Distribution: slackware Hardware Environment: i386 Software Environment: linux Problem Description: After upgrading from 2.6.x to 2.6.10, after some days running, when the nat table is filled with thousands of lines , when you do a : cat /proc/net/ip_conntrack | wc -l You get a number of lines (currently between 22k and 23k), preceeded by the message "No space left on device". Note that the ip_conntrack_max parameter in the proc fs is set to 65535. The problem appears randomly. When doing a strace of the previous command, you see possibly a buffer overflow. If you decrease the ip_conntrac_max value to 8192, the problem disappears.

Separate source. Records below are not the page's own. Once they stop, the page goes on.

PR #994, opened 2016-05-09
[REEF-1357] Allow different caching levels for caching in IInputParti…

afchung:
…tion

This addressed the issue by
  * Adding the interface IDataMover, which abstracts the movement of data between different memory layers.
  * Adding the DataCache class, which abstracts the caching of data at different storage layers.
  * Changing the IInputPartitionn interface to work with the new ISerializer.

JIRA:
  [REEF-1357](https://issues.apache.org/jira/browse/REEF-1357)

### DIFF
--- a/lang/cs/Org.Apache.REEF.IO/DataCache.cs
+++ b/lang/cs/Org.Apache.REEF.IO/DataCache.cs
@@ -1,0 +1,276 @@
+﻿// Licensed to the Apache Software Foundation (ASF) under one
+// or more contributor license agreements.  See the NOTICE file
+// distributed with this work for additional information
+// regarding copyright ownership.  The ASF licenses this file
+// to you under the Apache License, Version 2.0 (the
+// "License"); you may not use this file except in compliance
+// with the License.  You may obtain a copy of the License at
+// 
+//   http://www.apache.org/licenses/LICENSE-2.0
+// 
+// Unless required by applicable law or agreed to in writing,
+// software distributed under the License is distributed on an
+// "AS IS" BASIS, WITHOUT WARRANTIES OR CONDITIONS OF ANY
+// KIND, either express or implied.  See the License for the
+// specific language governing permissions and limitations
+// under the License.
+
+using System;
+using System.Collections.Generic;
+using System.IO;
+using Org.Apache.REEF.Tang.Annotations;
+using Org.Apache.REEF.Tang.Exceptions;
+using Org.Apache.REEF.Utilities;
+using Org.Apache.REEF.Utilities.Attributes;
+
+namespace Org.Apache.REEF.IO
+{
+    /// <summary>
+    /// A class that manages the caching of data at different layers of storage medium.
+    /// </summary>
+    [Unstable("0.15", "API contract may change.")]
+    public sealed class DataCache<T>
+    {
+        private readonly IDataMover<T> _dataMover;
+
+        private Optional<DirectoryInfo> _diskDirectory = Optional<DirectoryInfo>.Empty();
+        private Optional<IReadOnlyCollection<MemoryStream>> _memStreams = Optional<IReadOnlyCollection<MemoryStream>>.Empty();
+        private Optional<IReadOnlyCollection<T>> _materialized = Optional<IReadOnlyCollection<T>>.Empty();
+
+        private CacheLevel _cacheLevel = CacheLevel.NotLocal;
+
+        [Inject]
+        private DataCache(IDataMover<T> dataMover)
+        {
+            _dataMover = dataMover;
+        }
+
+        /// <summary>
+        /// The current level at which the data is cached.
+        /// </summary>
+        public CacheLevel CacheLevel
+        {
+            get { return _cacheLevel; }
+        }
+
+        /// <summary>
+        /// The directory where cached data resides, if the data is cached on disk.
+        /// </summary>
+        public Optional<DirectoryInfo> DiskDirectory
+        {
+            get { return _diskDirectory; }
+        }
+
+        /// <summary>
+        /// The collection of memory streams where cached data resides, if the data is
+        /// cached in memory.
+        /// </summary>
+        public Optional<IReadOnlyCollection<MemoryStream>> MemoryStreams
+        {
+            get { return _memStreams; }
+        }
+
+        /// <summary>
+        /// The cached collection of "materialized" objects, if the data is cached
+        /// in memory and deserialized.
+        /// </summary>
+        public Optional<IReadOnlyCollection<T>> Materialized
+        {
+            get { return _materialized; }
+        }
+
+        /// <summary>
+        /// Cache the data to a <see cref="CacheLevel"/>.
+        /// If the data is already cached at a lower level, no action will be taken.
+        /// </summary>
+        /// <param name="cacheToLevel">Level to cache to.</param>
+        /// <returns>The cached level.</returns>
+        public CacheLevel Cache(CacheLevel cacheToLevel)
+        {
+            if (_cacheLevel <= cacheToLevel)
+            {
+                return _cacheLevel;
+            }
+
+            switch (cacheToLevel)
+            {
+                case CacheLevel.NotLocal:
+                    return _cacheLevel;
+                case CacheLevel.Disk:
+                    return CacheToDisk();
+                case CacheLevel.InMemoryAsStream:
+                    return CacheToMemory();
+                case CacheLevel.InMemoryMaterialized:
+                    return CacheToMaterialized();
+                default:
+                    throw new SystemException("Unexpected cache level " + cacheToLevel);
+            }
+        }
+
+        /// <summary>
+        /// Cache to disk with the injected <see cref="IDataMover{T}"/>.
+        /// </summary>
+        /// <returns>The cached level.</returns>
+        private CacheLevel CacheToDisk()
+        {
+            switch (_cacheLevel)
+            {
+                case CacheLevel.NotLocal:
+                    _diskDirectory = Optional<DirectoryInfo>.Of(_dataMover.RemoteToDisk());
+                    break;
+                default:
+                    throw new SystemException(
+                        "Unexpected cache level transition from " + _cacheLevel + " to " + CacheLevel.Disk);
+            }
+
+            _cacheLevel = CacheLevel.Disk;
+            return _cacheLevel;
+        }
+
+        /// <summary>
+        /// Cache to memory with the injected <see cref="IDataMover{T}"/>.
+        /// </summary>
+        /// <returns>The cached level.</returns>
+        public CacheLevel CacheToMemory()
+        {
+            switch (_cacheLevel)
+            {
+                case CacheLevel.Disk:
+                    CheckDisk();
+                    _memStreams = Optional<IReadOnlyCollection<MemoryStream>>.Of(
+                        new List<MemoryStream>(_dataMover.DiskToMemory(_diskDirectory.Value)));
+                    CleanUpDisk();
+                    break;
+                case CacheLevel.NotLocal:
+                    _memStreams = Optional<IReadOnlyCollection<MemoryStream>>.Of(
+                        new List<MemoryStream>(_dataMover.RemoteToMemory()));
+                    break;
+                default:
+                    throw new SystemException(
+                        "Unexpected cache level transition from " + _cacheLevel + " to " + CacheLevel.InMemoryAsStream);
+            }
+
+            _cacheLevel = CacheLevel.InMemoryAsStream;
+            return _cacheLevel;
+        }
+
+        /// <summary>
+        /// "Materializes" and deserializes the data, with an option to cache.
+        /// </summary>
+        /// <returns>The deserialized data.</returns>
+        public IEnumerable<T> Materialize(bool shouldCache)
+        {
+            if (shouldCache)
+            {
+                CacheToMaterialized();
+            }
+
+            switch (_cacheLevel)
+            {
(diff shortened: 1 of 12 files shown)


lang/cs/Org.Apache.REEF.IO/PartitionedData/IInputPartition.cs
```diff
@@ -24,23 +25,24 @@ namespace Org.Apache.REEF.IO.PartitionedData
...
         string Id { get; }
 
         /// <summary>
-        /// Caches the data locally, cached location is based on the implementation.
+        /// Caches the data based on the method parameter. Returns the actual cached level.
         /// </summary>
-        [Unstable("0.14", "Contract may change.")]
-        void Cache();
+        [Unstable("0.15", "Contract may change.")]
+        CacheLevel Cache(CacheLevel level);
```
dkm2110: Do we plan to modify or remove this function altogether in near future. Or is it related to the fact that we plan to give range of options from user <min,max> than simply one cache level.

lang/cs/Org.Apache.REEF.IO/ISerializer.cs
```diff
@@ -0,0 +1,29 @@
...
+// KIND, either express or implied.  See the License for the
+// specific language governing permissions and limitations
+// under the License.
+
+using System.Collections.Generic;
+using System.IO;
+
+namespace Org.Apache.REEF.IO
+{
+    public interface ISerializer<T>
```
dkm2110: Please add comments to interface and functions. I know they are obvious here but just for completeness sake :)

lang/cs/Org.Apache.REEF.IO/IDataMover.cs
```diff
@@ -0,0 +1,66 @@
...
+using System.IO;
+using Org.Apache.REEF.Utilities.Attributes;
+
+namespace Org.Apache.REEF.IO
+{
+    /// <summary>
+    /// An interface that describes a contract for data movement between 
+    /// different types of storage medium.
+    /// </summary>
+    [Unstable("0.15", "API contract may change.")]
```
dkm2110: Why does IDataMover need to be unstable?

lang/cs/Org.Apache.REEF.IO/IDataMover.cs
```diff
@@ -0,0 +1,66 @@
...
+    public interface IDataMover<T>
```
dkm2110: Also right now the data movement is assumed to be from lower levels to higher and is suitable for data input....For data output situation is going to be opposite. For example, in case of ML writing models back to Distributed File System. I am wondering if this class should be restricted to input scenario only or extended for output also?

lang/cs/Org.Apache.REEF.IO/DataCache.cs
```diff
@@ -0,0 +1,276 @@
...
+                    return _materialized.Value;
+                default:
+                    throw new IllegalStateException("Illegal cache layer.");
+            }
+        }
+
+        /// <summary>
+        /// Deserialize and cache the data in memory from the level the data is currently at.
+        /// </summary>
+        private CacheLevel CacheToMaterialized()
```
dkm2110: We are cleaning higher level as we go to lower levels. Is it desirable? I mean consider the case, where user caches data on disk first from remote. He then required some fast operations and as a result cached to memory and did those operations. He then required to do some other memory intensive operations. Hence, decided to delete memory cache of data, but then still wants the disk cache to get access the data. Do we want to give such flexibility to user or not?

lang/cs/Org.Apache.REEF.IO/SerializerBasedDataMover.cs
```diff
@@ -0,0 +1,69 @@
...
+
+        public abstract IEnumerable<MemoryStream> RemoteToMemory();
+
+        public abstract IEnumerable<T> RemoteToMaterialized();
+
+        public abstract IEnumerable<MemoryStream> DiskToMemory(DirectoryInfo info);
+
+        public abstract IEnumerable<T> DiskToMaterialized(DirectoryInfo info);
+
+        public IEnumerable<T> MemoryToMaterialized(IEnumerable<MemoryStream> streams)
```
dkm2110: Add dcoumentation here.

lang/cs/Org.Apache.REEF.IO/FileStreamDataMover.cs
```diff
@@ -0,0 +1,62 @@
...
+    /// </summary>
+    [Unstable("0.15", "API contract may change.")]
+    public abstract class FileStreamDataMover<T> : SerializerBasedDataMover<T>
+    {
+        protected FileStreamDataMover(ISerializer<T> serializer) 
+            : base(serializer)
+        {
+        }
+
+        public override IEnumerable<MemoryStream> DiskToMemory(DirectoryInfo info)
```
dkm2110: Add documentation here and below.

lang/cs/Org.Apache.REEF.IO/PartitionedData/DefaultInputPartition.cs
```diff
@@ -0,0 +1,53 @@
...
+// specific language governing permissions and limitations
+// under the License.
+
+using System.Collections.Generic;
+using Org.Apache.REEF.IO.PartitionedData.Random.Parameters;
+using Org.Apache.REEF.Tang.Annotations;
+
+namespace Org.Apache.REEF.IO.PartitionedData
+{
+    public sealed class DefaultInputPartition<T> : IInputPartition<T>
```
dkm2110: Add documentation to this class and functions.

lang/cs/Org.Apache.REEF.IO/PartitionedData/IInputPartition.cs
```diff
@@ -24,23 +25,24 @@ namespace Org.Apache.REEF.IO.PartitionedData
...
 
         /// <summary>
         /// Gives a pointer to the underlying partition.
         /// </summary>
         /// <returns>The pointer to the underlying partition</returns>
-        T GetPartitionHandle();
+        IEnumerable<T> GetPartitionHandle();
```
dkm2110: This is going to be a breaking change for IMRU users. Although we can do it at this stage, why do we need it?

lang/cs/Org.Apache.REEF.IO/PartitionedData/Random/RandomInputPartition.cs
```diff
@@ -52,13 +53,18 @@ public string Id
             get { return _id; }
         }
 
-        public void Cache()
+        public CacheLevel Cache(CacheLevel level)
         {
             lock (_lock)
             {
+                if (level > CacheLevel.InMemoryMaterialized)
```
dkm2110: Shouldn't we throw an error here saying that we support only CacheLevel.InMemoryMaterialized

lang/cs/Org.Apache.REEF.IO/DataCache.cs
```diff
@@ -0,0 +1,276 @@
...
+using Org.Apache.REEF.Utilities;
+using Org.Apache.REEF.Utilities.Attributes;
+
+namespace Org.Apache.REEF.IO
+{
+    /// <summary>
+    /// A class that manages the caching of data at different layers of storage medium.
+    /// </summary>
+    [Unstable("0.15", "API contract may change.")]
+    public sealed class DataCache<T>
```
dkm2110: I do not see any tests related to this class?

lang/cs/Org.Apache.REEF.IO/FileStreamDataMover.cs
```diff
@@ -0,0 +1,62 @@
...
+
+namespace Org.Apache.REEF.IO
+{
+    /// <summary>
+    /// An abstract class inherits <see cref="SerializerBasedDataMover{T}"/> and models 
+    /// each file as a <see cref="Stream"/> (and consequently each file an object 
+    /// of type T.
+    /// </summary>
+    [Unstable("0.15", "API contract may change.")]
+    public abstract class FileStreamDataMover<T> : SerializerBasedDataMover<T>
```
dkm2110: My understanding was that this class will be used to completely rewrite FileSystemInputPartition. I do not see it used anywhere.

lang/cs/Org.Apache.REEF.IO/PartitionedData/FileSystem/FileSystemInputPartition.cs
```diff
@@ -71,13 +70,22 @@ public string Id
         /// <summary>
         /// Caches from the remote File System to a local disk.
         /// </summary>
-        public void Cache()
+        public CacheLevel Cache(CacheLevel level)
```
dkm2110: In my opinion this class should be totally disintegrated, and replaced by the IDataMover class that inherits FileStreamDataMover. The current class is very confusing to me and for new users who will look at it....We do not have too many dependency on it currently.

dkm2110:
@afchung  left comments.

lang/cs/Org.Apache.REEF.IO/IDataMover.cs
afchung: Because it's still at a really early stage and I think it will be quite prone to changes - we thus don't want to guarantee backward compatibility for this interface just yet.

lang/cs/Org.Apache.REEF.IO/IDataMover.cs
afchung: Good point, `IDataMover` does sound a bit more generic as a name. I think it should be restricted to input scenario only. I'll rename this class to `IInputDataMover`.

lang/cs/Org.Apache.REEF.IO/DataCache.cs
afchung: Good point, I'll add a flag for this.

lang/cs/Org.Apache.REEF.IO/PartitionedData/FileSystem/FileSystemInputPartition.cs
afchung: I didn't want to make the change too big to review. I'd like to defer this to another PR. What do you think?

lang/cs/Org.Apache.REEF.IO/FileStreamDataMover.cs
afchung: I didn't want to make the change too big to review. I'd like to defer this to another PR. What do you think?

dkm2110: Sounds good....Can you create a JIRA and add reference to it here?

lang/cs/Org.Apache.REEF.IO/PartitionedData/FileSystem/FileSystemInputPartition.cs
dkm2110: Sounds good....Can you create a JIRA and add reference to it here.

lang/cs/Org.Apache.REEF.IO/PartitionedData/IInputPartition.cs
afchung: This is just related to the fact that the API is not stabilized yet, and we don't want to lock ourselves into any commitments with regards to backward compatibility.

lang/cs/Org.Apache.REEF.IO/ISerializer.cs
afchung: Done.

lang/cs/Org.Apache.REEF.IO/SerializerBasedDataMover.cs
afchung: Done.

lang/cs/Org.Apache.REEF.IO/PartitionedData/IInputPartition.cs
afchung: Yes. We need this because we would ideally like to be able to map a Stream to an object with the new `ISerializer` interface. The `ISerializer` does not have a natural way to map multiple files to a single `T`. This allows more flexibility - the user can always merge streams and return a single `T` if that is what they would like in their implementations.

lang/cs/Org.Apache.REEF.IO/PartitionedData/Random/RandomInputPartition.cs
afchung: I don't think we should, provided that we already return a `CacheLevel` indicating the lowest `CacheLevel`. The user can handle that logic on their own.

lang/cs/Org.Apache.REEF.IO/FileStreamDataMover.cs
afchung: Done.

lang/cs/Org.Apache.REEF.IO/PartitionedData/DefaultInputPartition.cs
afchung: Done.

afchung:
@dkm2110 I've been trying to add test for `DataMover` and `DataCache`, but it seems we can't reliably do so without faking a wrapper interface on top of `DirectoryInfo` and `FileInfo`, at the least. Given that adding the wrapper interfaces will take up a lot of lines and obfuscate the CR, I'll split this into two tasks - creating the interfaces and then this PR (REEF-1357). I'll close this PR first. Thanks for the review!

dkm2110:
@afchung  Makes sense. Thanks!!

afchung:
@dkm2110 Please take a look at #997 when you have time. Thanks!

Steps to reproduce: - set the ip_conntrack_max parameter to 65535 - wait for some hours, opening a lot of connections recorded in the ip_conntrack file ( proc fs ) - do a "wc -l" of the conntrack file - you randomly get the error....
news: - ip_conntrack_max set to 65535 - opened lots of connections - issued a "wc -l /proc/net/ip_conntrack" - result was ok (22442) - ... zzzZZZzzz ... waited some time (5 minutes) - issued the same command - result was nok (no space left on device, but only 11787 lines this time !!! ) Here's the example: root@linux-gw:/etc/rc.d# wc -l /proc/net/ip_conntrack 22442 /proc/net/ip_conntrack root@linux-gw:/etc/rc.d# wc -l /proc/net/ip_conntrack wc: /proc/net/ip_conntrack: No space left on device 11787 /proc/net/ip_conntrack
I can confirm this bug on 2.6.11 (vanilla). We have about 60000 entries now. (kernel without swap but with many free memory) And may be related thing: rapidly increasing number of entries FROM FAQ: "The answer is easy: UNREPLIED entries are temporary entries, i.e. as soon as we run out of connection tracking entries (we reach /proc/sys/net/ipv4/ip_conntrack_max), we delete old UNREPLIED entries. In other words: instead of having empty conntrack entries, we'd rather keep some maybe useful information in them until we really need them." From my opinion this is not true. Any sample: 1) create Established Unreplied entries (I tried 230) (timeout is the 5 days) 2) then setup ip_conntrack_max to 232 and try more then 2 connections (not possible) 3) leave machine running and tried create more then 2 connections next day => the same result (no one unreplied entry was deleted) With higher numbers I got same results. I think that it is not expected behavior. Or better in FAQ is: "... , we delete old UNREPLIED entries which was timeouted (now 5 days). ..." ?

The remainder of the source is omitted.